# Operational Switch heater?



## wchasr (Jan 2, 2008)

Was perusing Evilbay at lunchtime adn found this listing.

http://cgi.ebay.com/ws/eBayISAPI.dll?ViewItem&ssPageName=STRK:MEWAX:IT&item=120350691908

If the link is broken it is Ebay number 120350691908

4.5 x 10 inch heater to mount under your switches to keep them relatively snow and ice free. It's not a new idea but interesting none the less that someone is marketing something.

Chas


----------



## Burl (Jan 2, 2008)

Neat idea... but now the cat sleeps on the tracks and I'm STILL having derailments.


----------



## aceinspp (Jan 2, 2008)

For the folks in snow country this may be the ticket. looks like a neat idea but a bit pricey if you have a lot of turnouts that you may use while operating your trains Later RJD


----------



## Dan Pierce (Jan 2, 2008)

A good way to melt snow/ice under the track is to place a rope light in your ballast.
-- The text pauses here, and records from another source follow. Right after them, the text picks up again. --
PR #1028, opened 2019-01-07
metrics: Remove exit after using die function

### LINKED ISSUE #1027: Remove exit after using die function
Die function performs already an exit 1 so with we need to remove the duplicated exits.

GabyCT:
Die function performs an exit 1 already so with this PR we will remove
the duplicated exits.

Fixes #1027


jodh-intel:
lgtm

Issue #1036, opened 2019-01-09
metrics: boot time: kernel 'last line' has changed upstream


grahamwhaley:
Looks like the kernel has changed the exact lines it prints out when finally freeing up un-used memory after initial boot - which we use in the [boot time metrics test](https://github.com/kata-containers/tests/blob/master/metrics/time/launch_times.sh#L82-L93) to grab a timestamp...

Should be easy enough to make that check handle both the old and the new style with some extra grepping or some regexp etc.

I've not tracked down specifically which kernel version the change got merged in, but the patch is [here](https://lkml.org/lkml/2018/8/5/172) I think.

This cropped up over at https://github.com/kata-containers/runtime/issues/1100
where you can see the output of a newer kernel:

```
14:19:07 >: [[    0.886457] Freeing unused kernel image memory: 836K
14:19:07 ]
14:19:07 >: [[    0.887657] Write protecting the kernel read-only data: 16384k
14:19:07 ]
14:19:07 >: [[    0.888820] Freeing unused kernel image memory: 2016K
14:19:07 ]
14:19:07 >: [[    0.889388] Freeing unused kernel image memory: 1208K
```

PR #1044, opened 2019-01-10
metrics: launch times: update end check for new kernel dmesg

grahamwhaley:
The kernel dmesg output has changed around the 'Freeing kernel memory',
which we search for to try and identify the 'end of kernel' boot time.
Update the search expression we use to find the last instance of these
lines - which was as easy as trimming the 'memory' word from the end
of the expression, which now works for both older and newer kernel
demsg outputs.

As an example of how the outputs changed, here is a grep of two logs
(taken from bare metal hosts btw, not Kata Container boots):

$ grep "Freeing unused kernel" *log
newlog:[    2.243048] Freeing unused kernel image memory: 2180K
newlog:[    2.248191] Freeing unused kernel image memory: 2012K
newlog:[    2.248337] Freeing unused kernel image memory: 120K
oldlog:[    2.462519] Freeing unused kernel memory: 1528K
oldlog:[    2.483732] Freeing unused kernel memory: 1664K
oldlog:[    2.484299] Freeing unused kernel memory: 92K

Fixes: #1036

### DIFF
--- a/metrics/time/launch_times.sh
+++ b/metrics/time/launch_times.sh
@@ -82,12 +82,12 @@ run_workload() {
 		# Grab the last kernel dmesg time
 		# In our case, we need to find the last real kernel line before
 		# the systemd lines begin. The last:
-		# 'Freeing unused kernel memory' line is a reasonable
+		# 'Freeing unused kernel' line is a reasonable
 		# 'last in kernel line' to look for.
 		# We make a presumption here that as we are in a cold-boot VM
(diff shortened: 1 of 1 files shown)


grahamwhaley:
@chavafg @sboeuf @egernst - this should enable the boot time test to work with both old and newer kernel dmesg outputs.

jodh-intel:
lgtm!

/test

sboeuf:
we have enough LGTM, and travis is only failing on macOS, let's merge!

PR #1064, opened 2019-01-17
ci: Skip running kata-runtime kata-env for firecracker

### LINKED ISSUE #1063: ci: Skip running kata-runtime kata-env for Firecracker
kata-runtime kata-env does not work with Firecracker so we need to skip it.

GabyCT:
kata-runtime kata-env does not work with firecracker so we need to skip
running it.

Fixes #1063


GabyCT:
@grahamwhaley https://github.com/kata-containers/runtime/issues/1144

Do not use the led version, use the bulb version.

These lights give offenough heat to slowly melt the snow/ice.

I used one to unfreeze a pipe in a wall by inserting it through an electrical outlet. No wall damage or rebuild to do. 
Wall heated up from ice cold to very warm to the touch in about 2 hours!!


These can even be placed in gutters to prevent ice dams.


----------